# Holonomy computation in $S^2$

If $\gamma$ is a closed Loop in $S^2$ and $p\in S^2$, where $\gamma$ is the boundary curve of some region $X$ in $S^2$ (and $\gamma$ satisfied some regularity conditions), someone told me that the holonomy map $H_\gamma:TS^2_p\rightarrow TS^2_p$ is just rotation by the area of $X$. I tried to obtain a reference/proof for this. Could someone help me out?

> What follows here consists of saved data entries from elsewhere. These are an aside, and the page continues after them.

Issue #1069, opened 2023-02-23
TryCatchBlock in lambda will not be collected


demonbug:
the second assertion will fail
```
    @Test
    public void test_trycatch_contract() {
        JavaClasses classes = new ClassFileImporter().importClasses(ClassWithTryCatchInLambda.class);

        List<JavaMethodCall> calls = classes.stream()
            .flatMap(cls -> cls.getMethodCallsFromSelf().stream())
            .filter(call -> "parseDouble".equals(call.getName()))
            .collect(Collectors.toList());
        Assertions.assertFalse(calls.isEmpty());

        List<TryCatchBlock> tryBlocks =
            calls.stream().flatMap(call -> call.getContainingTryBlocks().stream()).collect(Collectors.toList());
        Assertions.assertFalse(tryBlocks.isEmpty());
    }

    private class ClassWithTryCatchInLambda {
        public void testCall() {
            testFunctionInterface(text -> {
                try {
                    Double.parseDouble(text);
                } catch (NumberFormatException e) {
                    e.printStackTrace();
                }
            });
        }

        private void testFunctionInterface(Consumer<String> func) {
            func.accept("123456");
        }
    }
```

codecholeric:
Thanks for reporting this! Yes, this seems to be a bug, because the synthetic methods created for lambdas are treated differently. We have to remap the try-blocks from those to the original methods. I'm gonna try to fix this (unless somebody else wants to jump in :wink:)

PR #1096, opened 2023-04-02
Fix missing try-catch-blocks in lambdas

codecholeric:
With #847 we have changed the way lambdas are handled. Before ArchUnit didn't have any special handling for lambdas which lead to synthetic methods (like `lambda$foo$123`) being imported like regular methods and connections like `call() -> doSomething()` in the following example would be lost:

```
void call() {
  inLambda(() -> doSomething());
}
```

Afterwards we started to eliminate these synthetic methods and attached the call directly to the origin method. However, try-catch-blocks are also associated with methods as their owners and here we forgot to attach them to the correct declaring method. Thus, by throwing out synthetic lambda methods from the import we would completely lose try-catch-blocks declared within lambdas.

We now fix this by resolving the correct origin/declaring method for any try-catch-block, even if it's declared within a lambda.

Resolves: #1069


codecholeric:
Mhmm, looking at the failed CI it probably makes sense to check out the memory footprint :grimacing: I checked CPU performance and that seems okay, but maybe the additional caching of the access resolution really drives up the needed heap :thinking: Just need to figure out if this is because we were close to the limit and "those additional 50MB now broke it", or if it's like "now you need double the heap" :grimacing:

archunit/src/test/java/com/tngtech/archunit/testutil/Assertions.java
```diff
@@ -228,8 +227,4 @@ public static CodeUnitAccessAssertion assertThatCall(JavaConstructorCall call) {
     public static TryCatchBlockAssertion assertThatTryCatchBlock(TryCatchBlock tryCatchBlock) {
         return new TryCatchBlockAssertion(tryCatchBlock);
     }
-
-    public static TryCatchBlocksAssertion assertThatTryCatchBlocks(Set<TryCatchBlock> tryCatchBlocks) {
```
hankem, line 232: This change is currently in the commit `make processing of raw try-catch-blocks consistent with other imports`, but I think that it would better fit in `remove obsolete class `TryCatchBlocksAssertion`.

hankem (approved):
Looks good, thank you!

Issue #857, opened 2022-04-28
[How to] Detect reference for field in methods


omuomugin:
I've trying to write tests like below

```
ArchRuleDefinition.fields()
  .that().inSomeCondition()
  .should()
  .notBeAccessedFromMethods().inSomeCondition()
```

or 

```
ArchRuleDefinition.methods()
  .that().inSomeCondition()
  .should()
  .notBeAccessFields().inSomeCondition()
```

Is there any kind of support for detecting dependency of fields in methods.

codecholeric:
I think this is unfortunately still missing from the fluent API, even though it would be a nice addition! For the moment you will have to resort to add this yourself, e.g. like

```
@ArchTest
public static final ArchRule example =
  fields().that().inSomeCondition()
    .should(notBeAccessedByMethodsThat(inSomeConditionPredicate));

private static ArchCondition<JavaField> notBeAccessedByMethodsThat(DescribedPredicate<JavaMethod> predicate) {
  return new ArchCondition<JavaField>("not be accessed by methods that " + predicate.getDescription()) {
  @Override
  public void check(JavaField field, ConditionEvents events) {
    field.getAccessesToSelf().stream()
      .filter(access ->
        access.getOrigin() instanceof JavaMethod
          && predicate.test((JavaMethod) access.getOrigin())
      )
      .forEach(violation ->
        events.add(SimpleConditionEvent.violated(field, violation.getDescription()))
      );
  }
  };
}
```

I'll keep the issue open, maybe somebody wants to contribute this to the fluent API (or I'll do it once I get around to it, but no promises there about the timeline, since there are a lot of other issues I have to tackle first :grimacing:)

omuomugin:
Thanks for your help.
I succeeded to handle it just like the example you gave me.

One little point to point out was `predicate.test` was actually `predicate.apply` (just in case for other people not to be confused)

However adding these kinds of support to fluent API will help myself so I can give it a try.

I'm thinking of API like below.

```
fields()
.that()
.inSomeCondition()
.should()
.notBeAccessedByMethods()
.that()
.inSomeCondition()
```

Was there any alternative that you were thinking of?

codecholeric:
Oh sorry, I was playing around on the branch https://github.com/TNG/ArchUnit/pull/833 :grimacing: Once that is merged (for ArchUnit 1.0.0rc1 :wink:) the method will be `predicate.test(..)`...
Anyway, glad you could solve it :smiley:

[...]

PR #1105, opened 2023-04-28
add support to detect accesses of fields by specific methods

leonardhusmann:
This PR adds a method to the public API of `FieldsShould` to check if a field has been accessed by methods matching a given predicate. This is checked by a new `ArchCondition`.

I've diverged a little bit from the original suggestion of this issue: I chose to stay consistent with the current API and return an `ArchCondition<JavaField>` to allow method chaining, e.g.

```
fields().that().inSomeCondition()
    .should().notBeAccessedByMethodsThat(...)
    .andShould().notBeFinal()
    .andShould()....
```

What do you think? Any feedback is highly appreciated :)

Resolves: #857

### DIFF
--- a/archunit/src/main/java/com/tngtech/archunit/lang/conditions/ArchConditions.java
+++ b/archunit/src/main/java/com/tngtech/archunit/lang/conditions/ArchConditions.java
@@ -1274,6 +1274,21 @@ public final class ArchConditions {
                 origin.is(matching(JavaConstructor.class, predicate)), GET_CALLS_OF_SELF);
     }
 
+    @PublicAPI(usage = ACCESS)
+    public static ArchCondition<JavaField> beAccessedByMethodsThat(DescribedPredicate<? super JavaMethod> predicate) {
+        return new ArchCondition<JavaField>("be accessed by methods that " + predicate.getDescription()) {
+            @Override
+            public void check(JavaField field, ConditionEvents events) {
+                field.getAccessesToSelf().stream()
+                        .filter(access -> access.getOrigin() instanceof JavaMethod)
+                        .forEach(access -> {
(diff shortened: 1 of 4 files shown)


codecholeric:
Thanks a lot for adding this! 😃 And sorry that it took me so long to look at it! First of all, what do you mean by

| return an `ArchCondition<JavaField>` to allow method chaining

? I don't see how returning that would allow chaining as in the example? But in any case, what you did looks consistent, so thanks 🙂 Only thing I noticed is that for all the other methods we have a positive and negative form and I realized that there might be use cases where users want to combine this with a `noFields` start of a rule. So I added the inverted version (and adjusted the test, because I think that was a little too much mingling, i.e. it deserves it's own test). What do you think?

Independently of that, retrospectively I should have added something smarter like a generic `not()` function to the API 🙈  Instead of "duplicating" every method. But it's already a little inconsistent between `classes` and `fields` 😒  So maybe at some point we will release a `2.0.0` and clean up / consolidate the rules API again...

codecholeric:
Anyway, what do you think about the review changes in my commit? If everything looks good to you I'd squash everything into one commit...

leonardhusmann:
Hi, thank your for your feedback :smiley: 

> First of all, what do you mean by

This is meant with regards to the initial suggestion in the [issue](https://github.com/TNG/ArchUnit/issues/857) from April '22. What I meant by this is that the arguments (`DescribedPredicate`) are passed as parameters and the function returns the `ArchCondition`. Just as you did it in your first answer in the thread of the issue :smiley:.

Apart from that: thank your for the review changes, they make a lot of sense :) So everything looks good to me :+1:

codecholeric:
Cool, then thanks a lot again, squashed, rebased and now merged 😃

• If $\gamma$ is piece wise geodesics, the Gauss-Bonnet theorem states $\int_X dA+\theta=2\pi$ Commented Jul 31, 2015 at 17:56
• I figured it out :))
– Urs
Commented Aug 3, 2015 at 16:51

As the Gaussian curvature is $K=1$ on $S^2$, the general Gauss-Bonnet theorem in our setting (assuming that $\gamma$ is positively oriented w.r.t. $X$) becomes

$$\int_\gamma \, k_g \, \mathrm{d}s + \mathrm{area}\,(X) + \sum \theta_{\text{ext}} = 2\pi \qquad \qquad (*)$$

where $k_g$ is the geodesic curvature of $\gamma$ and $\sum \theta_\text{ext}$ is the sum of its external angles (which is possibily nonvanishing when $\gamma$ is piecewise smooth).

Now, fixing any parallel vector field $E$ along $\gamma$, we interpret $k_g$ as the rate of change of the oriented angle $-\alpha$ between the tangent vector field $\gamma'$ and $E$, that is

$$k_g = -\frac{\mathrm{d}\alpha}{\mathrm{d}t}$$

in such a way that

$$\Delta \alpha = - \left( \int_\gamma \, k_g \, \mathrm{d}s + \sum \, \theta_\text{ext}\right)$$

Substituting into $(*)$ we finally get

$$\Delta \alpha = \mathrm{area}\,(X) - 2\pi$$

Remarks:

1. If $\gamma$ is everywhere smooth, of course $\sum \, \theta_\text{ext} = 0$
2. One may observe that the term $-2\pi$ gives no contribution in the last formula as long as we deal with angles. In general, the extra information we get by considering $\Delta \alpha$ not mod $2\pi$ is of course the "rotation number" of parallel transport along $\gamma$.

References:

M. do Carmo, Differential Geometry of Curves and Surfaces. (See in particular Proposition 4-4.3 and the discussion following the local version of Gauss-Bonnet theorem in section 4-5.)